E Riserbato ha illustrato a sindaci e prefetto «tutte le incongruenze della programmazione ospedaliera e di Trani»

Con riferimento alle determinazioni della Regione Puglia in materia di riordino ospedaliero, sono note le difficoltà emerse a più riprese a causa della chiusura di strutture sanitarie, reparti e servizi ospedalieri che hanno interessato ed interessano diverse realtà facenti capo alla azienda sanitaria del nostro territorio provinciale.

Le problematiche emerse attengono al rischio di insufficienza ed inadeguatezza della risposta assistenziale tale da mettere a repentaglio la sicurezza dei cittadini e degli operatori e trovano origine nel basso indice del rapporto posti letto per abitanti, indice che vede la nostra Asl quale quella maggiormente penalizzata su scala regionale, ancor di più se ci si sofferma ai posti letto per acuti.

In ragione delle correlate e crescenti preoccupazioni sociali, il Presidente della Provincia di Barletta - Andria - Trani, Francesco Ventola, ha ritenuto opportuno richiamare l’attenzione del Prefetto Sessa, provocando la convocazione del Gruppo di Allarme Sociale, recentemente voluto e costituito dal Prefetto medesimo.

Per l’incontro, tenutosi il 31 ottobre scorso, il Prefetto ha voluto che, oltre ai Sindaci interessati, fossero presenti in particolare le direzioni dell’Ares (l’Agenzia Sanitaria Regionale, braccio operativo della Regione in materia) e della Asl Bat, affinchè si potessero affrontare nel merito e concretamente i temi che attengono ai problemi direttamente correlati alla chiusura di strutture ospedaliere di Trani e Canosa, in particolare in considerazione anche di quello che tutto ciò può provocare negli altri ospedali.

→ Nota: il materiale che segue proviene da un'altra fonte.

PR #1077, opened 2022-10-13
[BLE] Add option to correct serial number

deXol:
For devices with above 2000 serial number compare serial number with platform serial, if they are not equal display error message and option to set the correct serial number.
setSerialDemo


limpkin:
congrats!

PR #1125, opened 2023-01-20
add disable TLD check option

### LINKED ISSUE #1100: Add option to not check TLDs again existing list when entering domain extensions for the "multiple domains" functionality.
Currently, if you enter a TLD/extension that's not on the list included in the Moolticute code, it's silently ignored. For example adding ".com.be" for Amazon, which is not an officially designated TLD but a company that bought com.be and is selling subdomains. But similarly sometimes companies have internal TLDs, same for developers using something like .local. In my opinion it should first of all error and not silently throw away certain items. As discussed on IRC, including an option to accept unknown extensions would be nice. I would suggest not making this a general option, but rather adding it to the small dialog, for example a checkbox underneath the text box with something like "allow non-standard extensions".

Screenshot at 2022-12-04 04-29-45

rsrdesarrollo:
fix #1100 

It adds a new config option checkbox and skips TLD validation when setting is enabled.

### DIFF
--- a/src/MainWindow.ui
+++ b/src/MainWindow.ui
@@ -7,7 +7,7 @@
     <x>0</x>
     <y>0</y>
     <width>946</width>
-    <height>1120</height>
+    <height>632</height>
    </rect>
   </property>
   <property name="sizePolicy">
@@ -576,8 +576,8 @@ Hint: keep your mouse positioned over an option to get more details.</string>
             <rect>
              <x>0</x>
              <y>0</y>
-             <width>1014</width>
-             <height>1721</height>
+             <width>770</width>
+             <height>882</height>
             </rect>
            </property>
            <layout class="QVBoxLayout" name="verticalLayout_2">
@@ -3901,7 +3901,7 @@ Hint: keep your mouse positioned over an option to get more details.</string>
                <x>0</x>
                <y>0</y>
                <width>646</width>
-               <height>941</height>
+               <height>874</height>
               </rect>
              </property>
              <property name="autoFillBackground">
--- a/src/MainWindow.ui
+++ b/src/MainWindow.ui
@@ -7,7 +7,7 @@
     <x>0</x>
     <y>0</y>
     <width>946</width>
-    <height>1120</height>
+    <height>632</height>
    </rect>
   </property>
   <property name="sizePolicy">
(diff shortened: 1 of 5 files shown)


bertvandepoel:
I'm not very good at compiling Qt apps on my (relatively old) OS 😓 Would you mind including a screenshot? I'm hoping to help with the UX. While moolticute is very useable for IT people, it's proving to be really difficult for more regular users. I'm hoping to help improve that :)

src/MainWindow.ui
```diff
@@ -7,7 +7,7 @@
     <x>0</x>
     <y>0</y>
     <width>946</width>
-    <height>632</height>
```
deXol, line 10: Can you revert this please? It is an automatically updated value, when you open the UI file it is updating it based on your Qt window size.

src/MainWindow.ui
```diff
@@ -576,8 +576,8 @@ Hint: keep your mouse positioned over an option to get more details.</string>
             <rect>
              <x>0</x>
              <y>0</y>
-             <width>770</width>
-             <height>882</height>
+             <width>1014</width>
```
deXol, line 579: Same here as in line 10.

src/MainWindow.ui
```diff
@@ -3930,7 +3901,7 @@ Hint: keep your mouse positioned over an option to get more details.</string>
                <x>0</x>
                <y>0</y>
                <width>646</width>
-               <height>874</height>
+               <height>941</height>
```
deXol, line 3904: Same here as in line 10.

deXol (changes requested):
Hello,
Functionality looks good, but I built it and Settings page looks really strange:
kép
Moolticute Settings text moved to the bottom, text is missing for the second setting.
Original UI:
kép

rsrdesarrollo:
@deXol done!

bertvandepoel:
Does this PR exclusively add a setting, or does it also include some kind of warning or other indication when TLDs are listed that are not in the built-in list? I must admit I'm really not a fan of current behaviour where they are silently ignored (though I'm not sure that discussion is "in scope" for this PR)

bertvandepoel:
Awesome! :D Nevermind about what I said then!

deXol:
@rsrdesarrollo Window size constants are good now, but the Settings page is still off:
kép
Moolticute Settings text should be on the top and View daemon log should be a line above.

rsrdesarrollo:
@deXol now is really done.

rsrdesarrollo:
and now is really really done xD 

P.D: I hate qt-creator

deXol (approved):
nice, looks good now :)

limpkin:
thanks a lot @rsrdesarrollo !

PR #1131, opened 2023-01-22
Generate Exec in moolticute.desktop during build

VincentVanlaer:
To be merged after #1130, otherwise builds for the debian package will be broken (`PREFIX` will not be replaced).

Depending on how moolticute is installed or which distribution one uses, the moolticute executable might not be located in `/usr/bin`. For example, the nix package manager installes packages under `/nix/store`. This would also fix manual installs in `/usr/local`.


bobsaintcool:
This makes sense, thanks for you contribution

PR #1213, opened 2024-02-25
Add TOTP secret from QR code, fix #1044

### LINKED ISSUE #1044: Add TOTP secret from QR code
### Missing feature
Add TOTP via QR code, e.g. have a button to
1. Take a screenshot and read the QR code from it, or
2. Read QR code from a saved image

Possibly this would be less of an issue with proper TOTP browser integration (where the browser extension could automatically figure out that an image is a QR code for TOTP, or the user could click on the image directly)

### Justification
Some sites only show a QR code for TOTP, and don't have a way of showing the secret as text.

### Workarounds
Save the QR code, use an external QR decoder application to get the secret, and insert it in Moolticute.

deXol:
Integrated https://github.com/ftylitak/qzxing library for reading QR code.
Added wrapper for TOTP reading.

### Implementation
**TOTP QR format:** 
`otpauth://totp/<service>:<login>?PARAMETERS`
**Example**: 
`otpauth://totp/Example:alice@google.com?secret=JBSWY3DPEHPK3PXP&issuer=Example`

### Implementation
Currently two ways of TOTP QR read is implemented:
1. **Create a screenshot of TOTP QR**
Screenshot is detected when user is in MMM and tries to find the credential provided in TOTP URI and add TOTP for credential, if service or login is not found after user confirmation add service/login and TOTP.
**In MMM screenshot is detected and creates non-exising credential:**
[Example](https://github.com/mooltipass/moolticute/assets/11043249/40ee97fd-7584-48ad-99d0-e55b02bf6fa5)
**Process clipboard data after entering MMM:**
[Example](https://github.com/mooltipass/moolticute/assets/11043249/7a825d33-0140-4fa1-a35f-0e7919479ffb)
Screenshot the TOTP QR image and enter MMM, after entering TOTP is detected from clipboard.
In TOTP QR service is gmail, this service is not available in DB, but it has a gmail.com service, so during scan QR Moolticute asks the user if they want to add it for this service.

2. **Scan QR for given credential**
For "Setup TOTP Credential" a QR option is added which will fill the available datas from TOTP QR image:
[Example](https://github.com/mooltipass/moolticute/assets/11043249/c14f7929-bdec-4896-bae5-190cdb41f998)

### TODOs
- ~Improve UI for TOTP reading
For testing I added a Scan QR button for reading TOTP QR and processing it.~
- ~Add solution to paste QR image from clipboard~
- Improve dialog texts during adding TOTP
- ~TOTP storage for credential with multiple domain fails. (not related to QR read),~ **fixed with #1222** 
- ~Test with other TOTP examples~
- ~Test with older unix build~ (Works on xenial, bionic)~

### Note
On **Mac** there is an issue with processing clipboard dataChanged signal (https://doc.qt.io/qt-6/qclipboard.html#dataChanged).
As a workaround I implemented a check in MMM, when Moolticute app is activated in MMM then I am checking the content of the clipboard. An image is only processed once.


src/CredentialModel.cpp
```diff
@@ -307,15 +307,25 @@ qint8 CredentialModel::getAvailableFavorite(qint8 newFav)
     }
 }
 
-QModelIndex CredentialModel::getServiceIndexByName(const QString &sServiceName, int column) const
+QModelIndex CredentialModel::getServiceIndex(const QString &sServiceName, Qt::MatchFlag flag, int column) const
```
limpkin, line 310: is the matchflag compatible with old qt versions? :)

deXol: Yes, Qt::MatchExactly value was already used from the enum earlier. (line 312)

limpkin:
that's a lot of files... could we use submodules instead, in case bug are detected in our dependencies?

PR #1214, opened 2024-02-27
Remove window size workaround on Unix

principis:
The Qt6 versions of Moolticute on KDE fails to launch due to the workaround in #972. I tried to reproduce the issue this workaround should fix on multiple builds and systems, but failed to so.

This PR removes that workaround.

### DIFF
--- a/src/AppGui.cpp
+++ b/src/AppGui.cpp
@@ -839,13 +839,6 @@ void AppGui::createMainWindow()
 
     win = new MainWindow(wsClient, dbMasterController);
 
-#ifdef Q_OS_UNIX
-    // Force resize and reset maximumWidth
-    // This fixes a crash on some Gnome+Wayland platforms
-    win->resize(0,0);
-    win->setMaximumWidth(win->width());
-#endif
-
     connect(win, &MainWindow::destroyed, [this](QObject *)
     {
         win = nullptr;


limpkin:
@principis can we make this fix for QT6 builds only?

principis:
I would just remove it. I tested the commit before the fix on 2 different Ubuntu versions (can't remember was a while ago) and on Fedora. I think the issue is fixed in Mutter itself.

limpkin:
right... but for users having the same old linux version this patch was made for..... that would break their install, right?

principis:
> right... but for users having the same old linux version this patch was made for..... that would break their install, right?

Yes, but that shouldn't be possible as the issue was only reported on Fedora. I also tested it on multiple systems, but maybe not enough...

Would it be good enough if I make a list of distros to test on and check them all?

Requirements for the bug:
- Gnome (Mutter window manager) on Wayland
- Enable User Themes extensions
- Apply a different theme
- Test the latest commit and 36d5f4d94062c12245bcbf866db68773f939b000

Distros:
- [ ] Ubuntu 16.04
- [ ] Ubuntu 18.04
- [ ] Ubuntu 20.04
- [ ] Ubuntu 22.04
- [ ] Ubuntu 23.10
- [ ] Fedora 38
- [ ] Fedora 39
- [ ] Fedora 40

Let me know which ones you would like me to add.

limpkin:
actually, given that you were the one who made this patch, I'll merge as is :)

PR #1234, opened 2024-07-28
lang: Update russian translation

nekromant:
This PR fully reworks Russian translation for all of the settings present in the app, fixes typos present, perhaps adds new ones.


limpkin:
oh wow, thanks so much for spending so much time doing this.... you're the reason that motivates us to keep going forward :)

nekromant:
@limpkin You're welcome. Please check the email, I've send a request to get all that's needed to get the actual firmware translated as well.

PR #1235, opened 2024-07-30
Synchronize all translations and update russian translation

nekromant:
It seems that some strings were missing, so I took the liberty of running lupdate to sync all of the translations with the current source (commit 1) and later translate the remaining strings.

Determinato è stato l’intervento del Sindaco di Trani, Luigi Riserbato, che ha chiesto grande attenzione per lo stato d’animo della comunità tranese, sottolineando tutte le incongruenze della programmazione sanitaria ospedaliera; per il Comune di Canosa, assente il Sindaco La Salvia, erano presenti il Vicesindaco Basile ed il Consigliere Donativo, che hanno invece utilizzato espressioni tranquillizzanti sull’attuale fase che fa presagire qualche mese di pausa prima dell’ulteriore corso di applicazione del piano di riordino.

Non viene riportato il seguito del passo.